REQUIRED WORK:
Would you please return the lines of the entries below starting at the line that has "Ok thanks, now" and ending at the line that has "- The prefix", both included, exactly as they are?

Stored data entries:

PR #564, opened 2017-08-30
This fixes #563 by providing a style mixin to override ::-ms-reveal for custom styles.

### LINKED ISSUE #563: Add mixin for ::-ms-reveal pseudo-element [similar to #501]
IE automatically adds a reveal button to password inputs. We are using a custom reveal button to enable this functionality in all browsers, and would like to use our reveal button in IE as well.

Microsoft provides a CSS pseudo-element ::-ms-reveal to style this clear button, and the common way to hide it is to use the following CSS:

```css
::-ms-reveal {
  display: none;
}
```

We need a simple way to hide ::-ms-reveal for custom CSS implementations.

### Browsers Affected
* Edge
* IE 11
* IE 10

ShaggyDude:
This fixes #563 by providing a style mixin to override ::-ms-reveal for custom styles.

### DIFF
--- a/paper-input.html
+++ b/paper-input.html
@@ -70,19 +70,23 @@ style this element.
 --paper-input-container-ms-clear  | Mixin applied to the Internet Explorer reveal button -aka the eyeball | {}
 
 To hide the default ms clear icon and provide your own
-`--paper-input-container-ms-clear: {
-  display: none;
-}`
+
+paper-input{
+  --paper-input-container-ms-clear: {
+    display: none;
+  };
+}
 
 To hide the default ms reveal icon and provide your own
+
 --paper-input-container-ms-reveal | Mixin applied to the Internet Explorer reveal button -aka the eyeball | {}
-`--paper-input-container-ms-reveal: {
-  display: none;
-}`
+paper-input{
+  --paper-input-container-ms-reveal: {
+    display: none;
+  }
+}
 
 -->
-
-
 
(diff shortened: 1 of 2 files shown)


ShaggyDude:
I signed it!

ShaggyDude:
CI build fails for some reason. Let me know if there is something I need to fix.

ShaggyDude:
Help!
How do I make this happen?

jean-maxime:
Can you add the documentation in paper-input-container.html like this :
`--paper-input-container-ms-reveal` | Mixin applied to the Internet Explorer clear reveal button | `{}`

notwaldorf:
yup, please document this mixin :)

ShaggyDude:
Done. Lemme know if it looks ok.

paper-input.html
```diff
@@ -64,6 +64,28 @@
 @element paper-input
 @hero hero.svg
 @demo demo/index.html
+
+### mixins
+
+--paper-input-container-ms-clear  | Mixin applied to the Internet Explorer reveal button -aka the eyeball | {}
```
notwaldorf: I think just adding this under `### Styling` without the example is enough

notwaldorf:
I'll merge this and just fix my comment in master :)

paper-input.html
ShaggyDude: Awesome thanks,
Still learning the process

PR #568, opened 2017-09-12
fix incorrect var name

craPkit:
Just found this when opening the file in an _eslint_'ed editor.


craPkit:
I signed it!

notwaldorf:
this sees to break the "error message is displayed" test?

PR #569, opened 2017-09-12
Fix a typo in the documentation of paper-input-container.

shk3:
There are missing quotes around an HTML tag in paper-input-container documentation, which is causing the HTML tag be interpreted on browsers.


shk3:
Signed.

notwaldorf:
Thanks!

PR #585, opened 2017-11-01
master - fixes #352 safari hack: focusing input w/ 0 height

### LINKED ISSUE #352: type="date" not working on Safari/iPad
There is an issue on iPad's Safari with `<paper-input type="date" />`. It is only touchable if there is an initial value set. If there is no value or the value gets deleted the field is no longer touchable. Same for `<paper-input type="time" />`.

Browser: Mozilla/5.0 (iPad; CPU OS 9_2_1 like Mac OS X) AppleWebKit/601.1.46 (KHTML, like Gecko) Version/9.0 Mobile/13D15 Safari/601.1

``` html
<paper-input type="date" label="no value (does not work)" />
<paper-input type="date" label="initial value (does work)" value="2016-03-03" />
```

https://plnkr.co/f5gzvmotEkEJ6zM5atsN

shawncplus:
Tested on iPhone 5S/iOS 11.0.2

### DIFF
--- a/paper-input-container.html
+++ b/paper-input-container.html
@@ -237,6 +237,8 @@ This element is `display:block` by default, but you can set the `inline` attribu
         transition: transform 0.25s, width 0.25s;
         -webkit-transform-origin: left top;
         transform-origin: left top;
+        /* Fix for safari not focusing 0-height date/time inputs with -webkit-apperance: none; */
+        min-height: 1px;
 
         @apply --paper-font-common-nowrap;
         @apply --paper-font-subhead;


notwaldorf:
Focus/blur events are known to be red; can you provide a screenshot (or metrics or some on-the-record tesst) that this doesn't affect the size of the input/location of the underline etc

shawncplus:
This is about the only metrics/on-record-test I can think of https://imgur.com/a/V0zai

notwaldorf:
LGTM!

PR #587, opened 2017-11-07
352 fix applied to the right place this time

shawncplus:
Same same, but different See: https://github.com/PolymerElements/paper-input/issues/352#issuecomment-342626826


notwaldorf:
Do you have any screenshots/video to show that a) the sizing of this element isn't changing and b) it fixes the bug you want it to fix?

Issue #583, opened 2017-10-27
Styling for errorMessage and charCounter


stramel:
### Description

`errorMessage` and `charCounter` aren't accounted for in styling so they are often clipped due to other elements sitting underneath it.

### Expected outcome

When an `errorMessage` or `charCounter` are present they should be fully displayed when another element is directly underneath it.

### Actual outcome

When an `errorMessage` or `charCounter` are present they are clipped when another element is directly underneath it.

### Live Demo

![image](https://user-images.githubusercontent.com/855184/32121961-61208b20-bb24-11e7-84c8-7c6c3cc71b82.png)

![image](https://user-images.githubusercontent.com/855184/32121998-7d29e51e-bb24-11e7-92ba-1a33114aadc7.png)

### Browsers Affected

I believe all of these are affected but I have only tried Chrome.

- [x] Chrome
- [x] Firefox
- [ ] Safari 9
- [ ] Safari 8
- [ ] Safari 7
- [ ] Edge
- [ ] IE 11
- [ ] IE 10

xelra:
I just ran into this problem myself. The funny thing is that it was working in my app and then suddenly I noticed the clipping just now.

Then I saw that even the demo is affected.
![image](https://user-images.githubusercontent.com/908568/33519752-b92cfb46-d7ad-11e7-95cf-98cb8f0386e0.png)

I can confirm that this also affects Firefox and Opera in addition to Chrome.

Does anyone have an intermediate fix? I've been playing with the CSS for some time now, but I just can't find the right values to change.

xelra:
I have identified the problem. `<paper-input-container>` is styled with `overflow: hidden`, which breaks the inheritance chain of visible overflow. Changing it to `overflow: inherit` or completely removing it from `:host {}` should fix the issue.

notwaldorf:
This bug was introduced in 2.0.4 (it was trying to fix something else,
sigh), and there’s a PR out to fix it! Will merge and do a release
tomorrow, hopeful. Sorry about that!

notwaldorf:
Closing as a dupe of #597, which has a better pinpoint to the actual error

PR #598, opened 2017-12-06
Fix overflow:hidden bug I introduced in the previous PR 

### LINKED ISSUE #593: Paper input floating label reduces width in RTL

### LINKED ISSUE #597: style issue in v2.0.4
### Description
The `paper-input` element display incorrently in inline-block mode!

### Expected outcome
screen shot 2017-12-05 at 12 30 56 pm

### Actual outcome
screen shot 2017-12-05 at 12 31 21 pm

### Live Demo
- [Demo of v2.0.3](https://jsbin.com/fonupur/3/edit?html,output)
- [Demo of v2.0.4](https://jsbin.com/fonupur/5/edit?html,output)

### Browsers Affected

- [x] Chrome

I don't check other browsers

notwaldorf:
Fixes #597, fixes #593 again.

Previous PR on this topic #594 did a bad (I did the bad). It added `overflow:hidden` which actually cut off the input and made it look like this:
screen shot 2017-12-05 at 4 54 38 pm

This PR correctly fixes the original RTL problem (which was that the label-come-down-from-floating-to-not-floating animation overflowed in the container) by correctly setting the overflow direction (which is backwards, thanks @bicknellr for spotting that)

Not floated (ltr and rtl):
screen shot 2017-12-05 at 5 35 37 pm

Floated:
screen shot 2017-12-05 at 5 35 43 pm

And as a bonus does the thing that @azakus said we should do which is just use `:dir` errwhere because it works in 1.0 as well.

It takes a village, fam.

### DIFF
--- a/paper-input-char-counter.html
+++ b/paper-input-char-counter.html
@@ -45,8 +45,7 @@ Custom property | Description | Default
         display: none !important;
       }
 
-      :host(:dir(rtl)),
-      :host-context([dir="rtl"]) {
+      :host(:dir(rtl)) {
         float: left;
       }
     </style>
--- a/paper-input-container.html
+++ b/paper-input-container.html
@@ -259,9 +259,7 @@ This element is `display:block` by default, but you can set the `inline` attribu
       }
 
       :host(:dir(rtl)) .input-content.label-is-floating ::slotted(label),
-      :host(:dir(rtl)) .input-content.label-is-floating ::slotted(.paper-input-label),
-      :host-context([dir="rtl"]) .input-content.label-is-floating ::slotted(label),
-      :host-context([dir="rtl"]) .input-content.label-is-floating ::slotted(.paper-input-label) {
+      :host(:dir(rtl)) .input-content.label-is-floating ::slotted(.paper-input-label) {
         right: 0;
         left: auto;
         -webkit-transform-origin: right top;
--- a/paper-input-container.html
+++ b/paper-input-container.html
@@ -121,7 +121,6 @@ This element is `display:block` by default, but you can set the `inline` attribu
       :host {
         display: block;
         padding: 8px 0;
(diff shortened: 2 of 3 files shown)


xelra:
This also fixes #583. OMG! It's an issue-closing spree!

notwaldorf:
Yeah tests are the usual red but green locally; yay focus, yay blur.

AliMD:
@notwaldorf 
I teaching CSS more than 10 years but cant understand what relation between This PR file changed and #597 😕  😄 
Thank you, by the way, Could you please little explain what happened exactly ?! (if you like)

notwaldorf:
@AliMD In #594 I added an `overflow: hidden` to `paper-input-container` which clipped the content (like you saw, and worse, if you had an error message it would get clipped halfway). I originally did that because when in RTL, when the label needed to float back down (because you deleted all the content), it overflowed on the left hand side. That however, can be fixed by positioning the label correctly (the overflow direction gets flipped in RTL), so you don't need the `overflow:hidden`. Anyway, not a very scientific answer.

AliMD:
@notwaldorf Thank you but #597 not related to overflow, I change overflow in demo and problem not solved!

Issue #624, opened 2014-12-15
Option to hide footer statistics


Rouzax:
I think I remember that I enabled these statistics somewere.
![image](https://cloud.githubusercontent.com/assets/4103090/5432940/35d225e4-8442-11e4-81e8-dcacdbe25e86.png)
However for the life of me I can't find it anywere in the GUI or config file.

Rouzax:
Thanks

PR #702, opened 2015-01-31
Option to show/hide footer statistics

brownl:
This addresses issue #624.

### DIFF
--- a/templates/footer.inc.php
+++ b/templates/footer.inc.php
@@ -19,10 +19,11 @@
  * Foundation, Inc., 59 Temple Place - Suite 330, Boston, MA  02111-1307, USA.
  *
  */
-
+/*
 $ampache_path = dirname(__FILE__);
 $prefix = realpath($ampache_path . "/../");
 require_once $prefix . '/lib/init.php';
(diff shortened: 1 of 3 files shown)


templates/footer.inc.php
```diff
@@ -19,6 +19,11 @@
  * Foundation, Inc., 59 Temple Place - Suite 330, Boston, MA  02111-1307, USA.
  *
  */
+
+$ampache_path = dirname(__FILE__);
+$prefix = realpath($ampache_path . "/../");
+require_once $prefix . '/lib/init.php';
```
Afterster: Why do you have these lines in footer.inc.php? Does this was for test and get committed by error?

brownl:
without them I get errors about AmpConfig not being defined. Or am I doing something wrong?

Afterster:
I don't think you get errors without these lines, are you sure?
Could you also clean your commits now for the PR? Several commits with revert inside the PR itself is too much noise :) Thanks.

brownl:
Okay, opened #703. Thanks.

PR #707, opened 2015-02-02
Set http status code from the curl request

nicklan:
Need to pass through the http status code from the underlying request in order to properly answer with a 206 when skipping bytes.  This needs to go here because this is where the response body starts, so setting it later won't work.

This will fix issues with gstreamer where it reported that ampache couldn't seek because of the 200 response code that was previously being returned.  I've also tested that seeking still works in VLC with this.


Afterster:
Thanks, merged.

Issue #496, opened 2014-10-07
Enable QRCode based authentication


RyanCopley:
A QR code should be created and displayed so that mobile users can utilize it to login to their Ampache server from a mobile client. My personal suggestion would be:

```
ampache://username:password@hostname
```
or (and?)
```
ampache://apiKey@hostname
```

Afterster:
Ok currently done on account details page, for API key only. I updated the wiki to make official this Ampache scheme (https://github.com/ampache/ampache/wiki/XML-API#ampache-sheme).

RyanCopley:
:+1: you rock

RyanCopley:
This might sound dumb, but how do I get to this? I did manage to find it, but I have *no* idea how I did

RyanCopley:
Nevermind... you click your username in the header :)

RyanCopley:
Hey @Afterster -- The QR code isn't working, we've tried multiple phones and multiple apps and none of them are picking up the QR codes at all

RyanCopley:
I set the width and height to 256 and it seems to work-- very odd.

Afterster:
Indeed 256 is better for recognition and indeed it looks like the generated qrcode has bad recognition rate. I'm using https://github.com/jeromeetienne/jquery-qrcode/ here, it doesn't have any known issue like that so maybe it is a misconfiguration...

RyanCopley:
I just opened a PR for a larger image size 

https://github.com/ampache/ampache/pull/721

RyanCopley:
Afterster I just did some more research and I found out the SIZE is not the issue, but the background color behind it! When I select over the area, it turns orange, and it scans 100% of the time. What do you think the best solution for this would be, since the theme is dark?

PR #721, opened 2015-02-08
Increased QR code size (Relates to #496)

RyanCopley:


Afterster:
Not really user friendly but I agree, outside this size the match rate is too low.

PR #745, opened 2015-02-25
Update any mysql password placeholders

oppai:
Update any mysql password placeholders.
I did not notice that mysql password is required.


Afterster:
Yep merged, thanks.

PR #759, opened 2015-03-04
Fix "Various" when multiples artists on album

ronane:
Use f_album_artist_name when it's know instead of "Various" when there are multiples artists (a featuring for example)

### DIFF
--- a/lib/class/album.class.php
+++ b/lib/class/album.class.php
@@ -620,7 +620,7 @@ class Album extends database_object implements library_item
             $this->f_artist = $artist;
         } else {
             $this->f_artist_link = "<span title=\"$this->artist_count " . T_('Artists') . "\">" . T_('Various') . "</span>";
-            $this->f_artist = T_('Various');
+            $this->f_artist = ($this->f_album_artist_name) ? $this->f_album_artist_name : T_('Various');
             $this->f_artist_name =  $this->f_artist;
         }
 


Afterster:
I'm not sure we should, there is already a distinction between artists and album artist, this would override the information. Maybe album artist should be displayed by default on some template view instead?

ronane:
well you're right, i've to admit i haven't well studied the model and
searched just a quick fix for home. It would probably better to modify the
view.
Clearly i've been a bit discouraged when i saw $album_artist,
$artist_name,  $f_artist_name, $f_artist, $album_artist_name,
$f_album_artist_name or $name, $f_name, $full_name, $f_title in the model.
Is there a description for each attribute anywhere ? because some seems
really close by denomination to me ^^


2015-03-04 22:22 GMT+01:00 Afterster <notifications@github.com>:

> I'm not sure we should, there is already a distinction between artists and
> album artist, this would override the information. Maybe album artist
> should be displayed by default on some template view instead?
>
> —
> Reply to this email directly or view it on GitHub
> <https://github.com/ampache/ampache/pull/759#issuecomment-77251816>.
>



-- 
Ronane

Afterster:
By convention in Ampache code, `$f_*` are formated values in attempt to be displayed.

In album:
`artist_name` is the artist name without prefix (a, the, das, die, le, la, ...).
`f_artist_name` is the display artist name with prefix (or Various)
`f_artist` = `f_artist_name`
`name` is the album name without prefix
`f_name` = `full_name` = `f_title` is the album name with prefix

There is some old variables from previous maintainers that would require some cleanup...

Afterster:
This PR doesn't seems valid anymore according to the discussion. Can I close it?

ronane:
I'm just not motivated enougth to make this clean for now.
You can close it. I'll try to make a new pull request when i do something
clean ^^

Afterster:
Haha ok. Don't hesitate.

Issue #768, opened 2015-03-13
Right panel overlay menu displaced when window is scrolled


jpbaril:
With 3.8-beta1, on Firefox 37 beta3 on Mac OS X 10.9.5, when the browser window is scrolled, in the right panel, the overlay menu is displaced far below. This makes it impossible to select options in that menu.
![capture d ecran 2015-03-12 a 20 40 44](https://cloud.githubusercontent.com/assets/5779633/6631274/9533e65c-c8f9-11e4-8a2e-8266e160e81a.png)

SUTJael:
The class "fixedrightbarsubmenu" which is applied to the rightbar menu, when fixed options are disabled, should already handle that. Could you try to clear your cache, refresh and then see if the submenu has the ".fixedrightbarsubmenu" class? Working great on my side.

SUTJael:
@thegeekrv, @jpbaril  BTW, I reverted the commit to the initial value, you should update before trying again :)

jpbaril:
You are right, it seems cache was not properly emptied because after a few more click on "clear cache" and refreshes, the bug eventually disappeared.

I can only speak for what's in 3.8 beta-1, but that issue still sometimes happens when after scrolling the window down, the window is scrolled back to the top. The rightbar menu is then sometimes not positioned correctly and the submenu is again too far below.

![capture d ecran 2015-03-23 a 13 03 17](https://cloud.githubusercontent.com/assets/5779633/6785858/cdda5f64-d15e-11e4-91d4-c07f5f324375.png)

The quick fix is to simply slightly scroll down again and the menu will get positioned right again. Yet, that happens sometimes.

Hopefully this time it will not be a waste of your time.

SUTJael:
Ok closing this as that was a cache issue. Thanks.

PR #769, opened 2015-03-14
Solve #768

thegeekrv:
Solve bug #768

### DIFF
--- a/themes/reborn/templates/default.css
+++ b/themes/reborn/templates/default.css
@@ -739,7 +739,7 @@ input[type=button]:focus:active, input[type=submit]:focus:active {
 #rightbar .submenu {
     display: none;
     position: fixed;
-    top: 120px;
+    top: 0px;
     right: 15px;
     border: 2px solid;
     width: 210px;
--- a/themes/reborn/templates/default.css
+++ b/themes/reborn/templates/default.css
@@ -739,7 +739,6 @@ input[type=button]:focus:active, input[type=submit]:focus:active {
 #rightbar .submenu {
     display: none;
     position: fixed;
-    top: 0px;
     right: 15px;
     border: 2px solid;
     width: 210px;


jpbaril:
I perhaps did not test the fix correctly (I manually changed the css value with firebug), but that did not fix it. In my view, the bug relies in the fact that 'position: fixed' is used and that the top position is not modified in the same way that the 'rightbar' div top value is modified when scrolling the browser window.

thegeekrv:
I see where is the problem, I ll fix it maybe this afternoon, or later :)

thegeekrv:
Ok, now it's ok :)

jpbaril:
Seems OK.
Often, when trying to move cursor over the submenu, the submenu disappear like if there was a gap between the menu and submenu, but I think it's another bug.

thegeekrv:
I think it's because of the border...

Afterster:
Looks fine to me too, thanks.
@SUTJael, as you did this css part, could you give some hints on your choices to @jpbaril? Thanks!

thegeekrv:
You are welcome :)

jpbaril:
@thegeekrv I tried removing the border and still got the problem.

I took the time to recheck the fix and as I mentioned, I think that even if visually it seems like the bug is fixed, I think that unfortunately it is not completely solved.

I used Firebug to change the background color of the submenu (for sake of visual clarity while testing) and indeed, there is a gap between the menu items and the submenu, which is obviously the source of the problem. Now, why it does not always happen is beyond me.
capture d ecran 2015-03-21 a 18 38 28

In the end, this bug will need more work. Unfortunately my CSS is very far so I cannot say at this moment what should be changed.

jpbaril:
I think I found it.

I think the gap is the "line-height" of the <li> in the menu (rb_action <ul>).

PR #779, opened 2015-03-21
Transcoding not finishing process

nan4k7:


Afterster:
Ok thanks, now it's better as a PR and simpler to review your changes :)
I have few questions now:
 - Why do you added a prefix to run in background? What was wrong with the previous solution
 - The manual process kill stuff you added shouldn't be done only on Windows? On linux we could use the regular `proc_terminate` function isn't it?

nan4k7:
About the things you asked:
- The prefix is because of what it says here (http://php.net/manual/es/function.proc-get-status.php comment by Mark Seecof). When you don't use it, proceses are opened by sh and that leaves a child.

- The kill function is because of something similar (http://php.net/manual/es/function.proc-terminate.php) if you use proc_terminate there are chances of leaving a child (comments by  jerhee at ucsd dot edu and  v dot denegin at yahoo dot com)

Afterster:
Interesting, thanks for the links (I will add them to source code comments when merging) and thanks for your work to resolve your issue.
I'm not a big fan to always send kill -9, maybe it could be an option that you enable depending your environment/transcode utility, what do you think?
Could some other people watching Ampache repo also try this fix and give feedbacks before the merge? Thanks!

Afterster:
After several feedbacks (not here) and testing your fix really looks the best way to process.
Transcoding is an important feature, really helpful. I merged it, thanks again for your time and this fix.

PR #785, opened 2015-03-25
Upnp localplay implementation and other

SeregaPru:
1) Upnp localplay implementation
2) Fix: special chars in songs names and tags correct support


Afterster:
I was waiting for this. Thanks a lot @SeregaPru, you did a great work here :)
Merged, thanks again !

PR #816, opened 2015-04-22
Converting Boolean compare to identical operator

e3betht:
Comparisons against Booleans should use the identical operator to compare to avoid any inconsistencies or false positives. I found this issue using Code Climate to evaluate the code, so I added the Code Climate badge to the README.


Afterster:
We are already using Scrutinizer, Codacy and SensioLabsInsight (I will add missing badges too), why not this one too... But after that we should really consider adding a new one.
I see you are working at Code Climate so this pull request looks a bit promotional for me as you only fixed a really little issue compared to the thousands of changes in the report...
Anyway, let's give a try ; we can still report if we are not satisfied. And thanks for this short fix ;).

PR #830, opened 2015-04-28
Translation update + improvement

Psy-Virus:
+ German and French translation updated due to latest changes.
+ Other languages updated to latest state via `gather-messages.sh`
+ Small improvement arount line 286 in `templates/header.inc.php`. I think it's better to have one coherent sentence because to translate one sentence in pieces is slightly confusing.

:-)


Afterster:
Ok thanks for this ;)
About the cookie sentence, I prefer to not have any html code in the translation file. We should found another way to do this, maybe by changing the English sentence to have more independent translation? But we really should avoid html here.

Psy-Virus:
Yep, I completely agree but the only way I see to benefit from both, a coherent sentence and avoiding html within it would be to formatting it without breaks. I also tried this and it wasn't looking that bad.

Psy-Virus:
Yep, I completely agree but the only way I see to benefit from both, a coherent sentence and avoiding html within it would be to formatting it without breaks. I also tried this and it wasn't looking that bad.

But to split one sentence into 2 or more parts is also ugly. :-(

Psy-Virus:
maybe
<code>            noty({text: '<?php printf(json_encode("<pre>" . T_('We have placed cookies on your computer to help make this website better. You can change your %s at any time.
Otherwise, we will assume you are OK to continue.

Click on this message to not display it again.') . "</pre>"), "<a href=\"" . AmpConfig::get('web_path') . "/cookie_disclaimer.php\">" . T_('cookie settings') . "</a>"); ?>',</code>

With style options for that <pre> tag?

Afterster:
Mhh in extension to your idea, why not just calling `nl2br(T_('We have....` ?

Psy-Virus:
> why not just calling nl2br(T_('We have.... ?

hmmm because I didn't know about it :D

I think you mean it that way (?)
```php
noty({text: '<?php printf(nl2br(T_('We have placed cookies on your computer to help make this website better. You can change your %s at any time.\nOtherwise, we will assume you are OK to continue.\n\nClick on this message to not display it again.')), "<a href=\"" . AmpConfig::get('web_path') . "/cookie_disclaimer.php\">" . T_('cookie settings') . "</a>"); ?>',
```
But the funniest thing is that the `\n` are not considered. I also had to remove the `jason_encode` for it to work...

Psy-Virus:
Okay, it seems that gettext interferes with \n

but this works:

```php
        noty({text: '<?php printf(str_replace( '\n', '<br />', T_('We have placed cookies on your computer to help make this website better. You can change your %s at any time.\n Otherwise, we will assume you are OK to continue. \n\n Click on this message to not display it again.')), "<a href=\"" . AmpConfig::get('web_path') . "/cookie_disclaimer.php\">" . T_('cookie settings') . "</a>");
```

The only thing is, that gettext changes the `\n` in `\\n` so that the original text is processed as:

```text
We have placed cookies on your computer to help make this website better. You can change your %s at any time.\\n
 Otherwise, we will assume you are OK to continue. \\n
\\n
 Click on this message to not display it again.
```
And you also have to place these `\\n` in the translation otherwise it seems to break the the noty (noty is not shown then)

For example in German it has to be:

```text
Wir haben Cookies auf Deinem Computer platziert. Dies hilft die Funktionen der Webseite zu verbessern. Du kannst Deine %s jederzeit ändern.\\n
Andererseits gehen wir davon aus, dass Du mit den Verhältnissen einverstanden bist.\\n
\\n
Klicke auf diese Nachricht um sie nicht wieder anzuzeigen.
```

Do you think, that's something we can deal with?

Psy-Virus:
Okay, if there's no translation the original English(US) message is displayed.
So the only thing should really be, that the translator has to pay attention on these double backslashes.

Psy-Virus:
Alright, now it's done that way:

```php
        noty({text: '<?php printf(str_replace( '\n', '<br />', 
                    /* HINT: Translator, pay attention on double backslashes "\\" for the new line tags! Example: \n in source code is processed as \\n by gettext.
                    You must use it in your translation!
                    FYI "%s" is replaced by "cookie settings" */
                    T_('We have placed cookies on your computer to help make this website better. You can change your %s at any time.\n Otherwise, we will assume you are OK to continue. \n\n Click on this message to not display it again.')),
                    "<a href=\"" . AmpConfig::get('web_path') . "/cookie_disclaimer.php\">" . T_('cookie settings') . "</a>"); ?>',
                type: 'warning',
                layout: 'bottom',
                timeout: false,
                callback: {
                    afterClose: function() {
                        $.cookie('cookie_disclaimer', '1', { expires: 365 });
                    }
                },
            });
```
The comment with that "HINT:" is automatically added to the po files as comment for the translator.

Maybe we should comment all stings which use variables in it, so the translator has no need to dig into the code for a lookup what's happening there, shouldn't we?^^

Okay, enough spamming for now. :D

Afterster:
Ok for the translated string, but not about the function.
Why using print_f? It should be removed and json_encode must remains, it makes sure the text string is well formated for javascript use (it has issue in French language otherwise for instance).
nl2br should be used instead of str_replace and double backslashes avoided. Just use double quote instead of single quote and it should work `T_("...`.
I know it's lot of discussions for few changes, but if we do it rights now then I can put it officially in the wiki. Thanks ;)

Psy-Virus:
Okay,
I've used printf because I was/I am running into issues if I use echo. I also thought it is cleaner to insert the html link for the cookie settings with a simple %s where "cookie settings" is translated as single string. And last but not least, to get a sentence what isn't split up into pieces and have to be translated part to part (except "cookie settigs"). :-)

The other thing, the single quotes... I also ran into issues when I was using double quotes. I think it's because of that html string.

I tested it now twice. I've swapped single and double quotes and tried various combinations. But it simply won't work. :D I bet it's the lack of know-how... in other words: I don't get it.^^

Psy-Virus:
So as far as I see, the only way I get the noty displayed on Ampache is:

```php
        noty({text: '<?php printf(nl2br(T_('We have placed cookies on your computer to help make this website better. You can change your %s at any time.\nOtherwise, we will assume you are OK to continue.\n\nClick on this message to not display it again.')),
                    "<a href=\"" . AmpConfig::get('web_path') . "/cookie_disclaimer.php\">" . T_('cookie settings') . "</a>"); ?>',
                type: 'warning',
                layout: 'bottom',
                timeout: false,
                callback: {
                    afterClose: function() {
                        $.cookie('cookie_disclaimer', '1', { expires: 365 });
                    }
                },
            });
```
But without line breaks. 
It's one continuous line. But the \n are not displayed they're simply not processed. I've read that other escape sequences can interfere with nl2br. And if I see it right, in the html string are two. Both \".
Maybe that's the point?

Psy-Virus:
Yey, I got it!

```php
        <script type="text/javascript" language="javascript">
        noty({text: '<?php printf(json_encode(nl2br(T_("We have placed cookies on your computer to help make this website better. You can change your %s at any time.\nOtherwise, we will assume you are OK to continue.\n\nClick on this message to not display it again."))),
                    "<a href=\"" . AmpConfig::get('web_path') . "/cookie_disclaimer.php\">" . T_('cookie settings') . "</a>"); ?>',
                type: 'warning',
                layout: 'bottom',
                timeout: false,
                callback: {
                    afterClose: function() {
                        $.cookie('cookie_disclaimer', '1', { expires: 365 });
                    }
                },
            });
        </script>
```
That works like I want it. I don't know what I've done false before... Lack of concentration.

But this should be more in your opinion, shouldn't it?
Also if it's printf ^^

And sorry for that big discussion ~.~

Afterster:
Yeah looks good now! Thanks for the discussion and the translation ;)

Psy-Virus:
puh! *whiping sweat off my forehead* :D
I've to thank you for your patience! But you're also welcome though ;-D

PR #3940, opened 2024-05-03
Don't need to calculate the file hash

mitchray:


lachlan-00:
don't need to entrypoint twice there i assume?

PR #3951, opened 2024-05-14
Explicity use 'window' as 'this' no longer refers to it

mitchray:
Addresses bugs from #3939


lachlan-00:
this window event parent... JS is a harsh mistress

EXERCISE RESULT:
Ok thanks, now it's better as a PR and simpler to review your changes :)
I have few questions now:
 - Why do you added a prefix to run in background? What was wrong with the previous solution
 - The manual process kill stuff you added shouldn't be done only on Windows? On linux we could use the regular `proc_terminate` function isn't it?

nan4k7:
About the things you asked:
- The prefix is because of what it says here (http://php.net/manual/es/function.proc-get-status.php comment by Mark Seecof). When you don't use it, proceses are opened by sh and that leaves a child.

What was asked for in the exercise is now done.